What’s the link between teens, sleep and depression?
As you can see there is a lot of literature available on how teens use of social media is ruining their mental health. But this isn’t the only downside of social media. High levels of internet usage also increases a teen’s exposure to cyberbullying.
The relationship between sleep deprivation and depression has a reverse causality i.e. Both can affect each other. For example, if you don’t get quality sleep, you can feel depressed, and if you are already depressed, you may find it difficult to get a good night’s sleep. Though we would like to make it clear that researchers haven’t been able to determine a definite relationship between the two.
So what can parents do if their kids are always clung to their electronic devices?.
Be your kids’ role model
It’s important that parents understand how powerful role models they are for their kids. But disconnecting your kids from their electronic devices at night isn’t enough. You have to do the same! This can be done by enforcing electronic curfews for the entire family. Unfortunately, the exact contrary is happening these days as kids use their social media account during the later part of the day.
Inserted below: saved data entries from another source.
PR #57, opened 2017-07-12
Changes needed for openshift graph refresh

cben:
Initializing the openshift inv_collections arguably belongs in openshift
repo, but not bothering with move as @agrare has plans to move them both
to core repo.

RFE: https://bugzilla.redhat.com/show_bug.cgi?id=1470021

### DIFF
--- a/app/models/manageiq/providers/kubernetes/container_manager/refresh_parser.rb
+++ b/app/models/manageiq/providers/kubernetes/container_manager/refresh_parser.rb
@@ -41,8 +41,21 @@ module ManageIQ::Providers::Kubernetes
       @data
     end
 
-    def ems_inv_to_inv_collections(ems, inventory, _options = Config::Options.new)
+    def ems_inv_to_inv_collections(ems, inventory, options = Config::Options.new)
       initialize_inventory_collections(ems)
+
+      ems_inv_populate_collections(inventory, options)
+
+      # The following take parsed hashes from @data_index, populated during
+      # parsing pods and possibly openshift images, so must be called at the end.
+      get_container_images_graph
+      get_container_image_registries_graph
+
+      # Returning an array triggers ManagerRefresh::SaveInventory code path.
+      @inv_collections.values
+    end
+
+    def ems_inv_populate_collections(inventory, _options)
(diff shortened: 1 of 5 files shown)


cben:
Yay, https://github.com/ManageIQ/manageiq-providers-openshift/pull/34 now passes all tests with this :-)
cc @agrare @Ladas @simon3z

app/models/manageiq/providers/kubernetes/container_manager/refresh_parser.rb
```diff
@@ -277,7 +285,7 @@ def get_namespaces_graph(inv)
 
         container_project = collection.build(h)
 
-        get_custom_attributes_graph(container_project, custom_attrs)
+        get_custom_attributes_graph(container_project, custom_attrs) # TODO: untested
```
simon3z: @cben is this comment still relevant? When do you think this will be tested?

cben: Still relevant, none of our VCR recordings have project labels.  (but I'm confident this works)
I didn't bother Erez with adding those while he re-recorded because there are a few more things we have 0 of, I'm still collecting the list...

cben:
Implemented archiving using `:delete_method => :disconnect_inv`.
Refactored the whole file to be run twice:
```
> rspec .../refresher_spec.rb -f documentation

ManageIQ::Providers::Kubernetes::ContainerManager::Refresher
  graph refresh
    .ems_type
    will perform a full refresh on k8s
    when refreshing an empty DB
      saves the objects in the DB
      when refreshing non empty DB
        removes the deleted objects from the DB
        disconnects objects
        archives objects
  classical refresh
    will perform a full refresh on k8s
    .ems_type
    when refreshing an empty DB
      saves the objects in the DB
      when refreshing non empty DB
        removes the deleted objects from the DB
        archives objects
        disconnects objects
```

@zakiva can you review, especially the specs refactor?
I'll do the same in https://github.com/ManageIQ/manageiq-providers-openshift/pull/34

cben:
I had to take out image labels & docker_labels collections, will init them conditionally in openshift PR.

@moolitayer, @simon3z This is ready.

This is when the screen glow from the electronic devices reduces the melatonin production and leads to interrupted sleep patterns.
What do you need to do? The solution is simple. Set a curfew one hour before their bedtime. We know it’s difficult but this is the crucial moment that decides if your child is going to sleep on time or not. What you can do is to have a family charging station where all the electronic devices are plugged-in at night. This could be any place that your child can’t access, unless you give them the permission to do so. Your bedroom could be that place.
Normally, doctors recommend kids ages between 14 and 17 to get at least 8-10 hours of sleep. However, we believe that it’s not really possible as teens have so many obligations like homework, extracurricular activities, sports, and of course a lot of socialising. But it’s necessary to understand the significance of this lifelong habit of sleeping properly and at the right time. Within just a few years, your kids will be on their own, and if they don’t have good habits now, they will have difficulties finding the balance between their work and other chores.
The reason why it’s necessary to cut-off a child’s access to social media an hour before going to
sleep is because social media interaction requires brain stimulation that doesn’t let them drift off to sleep. So it’s necessary that teens don’t use social media at night. We know kids don’t have the habit of reading or writing before going to bed, but these kinds of habits are healthy and beneficial for your children.
Overcoming FOMO
One reason why teens can’t alienate themselves from their cell phone and social media is because of the “fear of missing out” on important stuff, like a post, photo or some video. While adults prefer to stay off the radar, teens find it imperative to have social networking connections. It’s like juice for their brains and bodies, presumably. It’s terrible that kids consider these digital devices as an extension of their social lives, and if parents do anything to restrict their kids’ access to social media, it’s usually considered as a setback to their freedom.
So what can you do if your child is addicted to social media? We say abstinence is the solution and you can help your kids achieve that through these guidelines.
- Set rules for no-phone zones during night. Don’t let your kids put their phones on charge in their rooms.
- Wean yourself and your teens to stay away from electronic device at least an hour before going to sleep. You can start with 15 minutes and build up to 1 hour.
- Tell them to have other bedtime habits like reading or writing.
- Refrain your kids from checking their phones during night. This can be done by alienating them from their cell phones at night.
It’s vital for the parents to help their kids with social media obsession. Parents need to monitor their kids’ social media usage and sleep patterns. If not, this could have some catastrophic and far-reaching effects on their lives and overall health. Help your teens become more productive human beings—start with monitoring their sleep and social media.